▸ EXERCISE:
All lines from the opening of the data to the line containing "Or at least" must be returned unchanged, and only those lines.
DATA START
PR #2506, opened 2023-05-12
Fix sed command in scripts/did2rs.sh

dskloetd:
# Motivation

`sed` works slightly differently on Mac vs. Linux.
`sed` on Mac doesn't support `\<` and `\>` as word boundary.
`[[:<:]]` and `[[:>:]]` work on Mac but not on Linux.

# Changes

1. In the `sed` command in `scripts/did2rs.sh`, instead of using word boundaries, expect specific characters.
2. Remove the `g` modifiers because they mean "multiple times per line" but each of these substitutions happens once per line.
3. Use @ instead of / in one of the substitutions to limit escaping.

# Tests

Ran `scripts/mk_nns_patch.sh` and checked that no patch files were changed.
Without the fix, that script results in much longer patch files on Mac.


bitdivine (approved):
Works on Linux, thanks!

PR #2510, opened 2023-05-13
ckBTC refresh balance link in explanation paragraph

peterpeterparker:
# Motivation

We explain the user it takes 12 confirmations before BTC can be received but, we do not explain how.

This PR had a call to action to "Refresh Balance" in this explanation paragraph.

# PRs

- [x] in gix-component a PR improve the hovering color https://github.com/dfinity/gix-components/pull/213

# Screenshot

Capture d’écran 2023-05-13 à 08 32 31


frontend/src/lib/components/accounts/BitcoinAddress.svelte
```diff
@@ -45,7 +47,11 @@
 </script>
 
 <p class="description">
-  {$i18n.ckbtc.incoming_bitcoin_network}
+  {$i18n.ckbtc.incoming_bitcoin_network_part_1}
+
+  <CkBTCWalletActions inline {minterCanisterId} {reload} />
```
lmuntaner, line 52: Shouldn't we think of a way to do it with `replacePlaceholders`?

Or at least add a todo to make sure the order doesn't matter.

In other languages this doesn't need to be the best split.

lmuntaner (approved):
Just one comment, but already approving.

frontend/src/lib/components/accounts/BitcoinAddress.svelte
peterpeterparker: > Shouldn't we think of a way to do it with replacePlaceholders?

Yes for sure but, it's not part of this PR. Go for it.

peterpeterparker: Added todo

peterpeterparker:
I set auto-merge here and asked @mstrasinskis to merge and add the related gix-cmp https://github.com/dfinity/nns-dapp/pull/2510

PR #4127, opened 2024-01-04
GIX-2187: Test incorrect account identifier for NNS wallet

dskloetd:
# Motivation

When you go to a wallet page without an account identifier in the URL, this is invalid and you are redirected to the accounts page.
We want to instead show the main account for that universe.
Currently there are no tests covering this behavior for the NNS wallet.
So before changing the behavior in all wallets I'm adding missing test coverage.

This PR adds the missing test coverage for NNS wallet.

# Changes

1. Add tests for navigation on missing, invalid and correct account identifiers.
2. Fix a typo in a related test description that has been copied around.

# Tests

pass

# Todos

not necessary


mstrasinskis (approved):
LGTM, thanks!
DATA END
▸ EXERCISE RESULT:
PR #2506, opened 2023-05-12
Fix sed command in scripts/did2rs.sh

dskloetd:
# Motivation

`sed` works slightly differently on Mac vs. Linux.
`sed` on Mac doesn't support `\<` and `\>` as word boundary.
`[[:<:]]` and `[[:>:]]` work on Mac but not on Linux.

# Changes

1. In the `sed` command in `scripts/did2rs.sh`, instead of using word boundaries, expect specific characters.
2. Remove the `g` modifiers because they mean "multiple times per line" but each of these substitutions happens once per line.
3. Use @ instead of / in one of the substitutions to limit escaping.

# Tests

Ran `scripts/mk_nns_patch.sh` and checked that no patch files were changed.
Without the fix, that script results in much longer patch files on Mac.


bitdivine (approved):
Works on Linux, thanks!

PR #2510, opened 2023-05-13
ckBTC refresh balance link in explanation paragraph

peterpeterparker:
# Motivation

We explain the user it takes 12 confirmations before BTC can be received but, we do not explain how.

This PR had a call to action to "Refresh Balance" in this explanation paragraph.

# PRs

- [x] in gix-component a PR improve the hovering color https://github.com/dfinity/gix-components/pull/213

# Screenshot

Capture d’écran 2023-05-13 à 08 32 31


frontend/src/lib/components/accounts/BitcoinAddress.svelte
```diff
@@ -45,7 +47,11 @@
 </script>
 
 <p class="description">
-  {$i18n.ckbtc.incoming_bitcoin_network}
+  {$i18n.ckbtc.incoming_bitcoin_network_part_1}
+
+  <CkBTCWalletActions inline {minterCanisterId} {reload} />
```
lmuntaner, line 52: Shouldn't we think of a way to do it with `replacePlaceholders`?

Or at least add a todo to make sure the order doesn't matter.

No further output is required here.